Even more unfortunate is that Dr. Laura’s point—a very valid point—has been lost in all the name-calling and rock-throwing that followed her unfortunate foot-chomping moment. If only she’d had the good sense to say, “N-word, N-word, N-word” instead of actually using the N-word, perhaps the conversation could have turned more productive.
Dr. Laura’s point was, quite simply, that there is a double-standard in our society when it comes to the N-word. When I searched for a suitable picture to accompany this post, I found zillions of pictures of African-Americans wearing T-shirts with the offensive word emblazoned upon them, album covers, artwork, and other such examples of the same word being used daily, and I’ve yet to hear of the African-American community boycotting musicians or protesting in front of stores selling the offensive apparel.
Let’s be honest here: If Michael Baisden or Tom Joyner had made the same point in the same way using the same words, would it have even caused a blip in the national press? I’ve heard both of those national radio talents say things that, in the mouth of any Caucasian radio talent, would cause an immediate one-way trip to unemploymentland.
It’s a double-standard. It’s wrong. Period.
Personally, I find the “N-word” offensive. It’s offensive on African-American lips, it’s offensive on Caucasian lips, it’s offensive on any lips.
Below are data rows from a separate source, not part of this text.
PR #213, opened 2016-09-19
add toTextTable() function

666666fzl:
add toTextTable() method in Table.java, so that it produces text-formatted table

PR #216, opened 2016-09-22
Alternate fix to ParsePhraseTypeOnlyTest

bhargav:
Semaphore test was filing for #213 PR because of an edison unit test failing.

I am not sure if the test always fails but this change should make the test more deterministic.


danyaljj:
Any ideas where the source of non-determinism might be?

danyaljj:
And looks good to me.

As a boy, I used that word once in my father’s presence—and I do mean exactly once. When I picked myself up from the floor, he explained to me in his salty and straightforward manner that if he ever heard that word on my lips again, I’d be taking a break from further conversation while having my teeth removed from my throat. He went on to say that he served side-by-side with black men in World War II who bled the same shade of red he did. He learned to judge a man by the content of his character rather than the color of his skin. He taught me to use the same method of measure.
Looking back, I can still recall the passion that drove his anger that day. It still speaks to me as it did then, of heartache-laden memories he seldom allowed to surface, respect for those who served our country regardless of their race, and anger he could usually control when sober but that overtook him when he drank. I always felt there was more to Dad’s interracial war experience than he shared with me that day. I regret that I never pursued that with him.
I do not, however, regret that I never again said the “N-word” in his presence.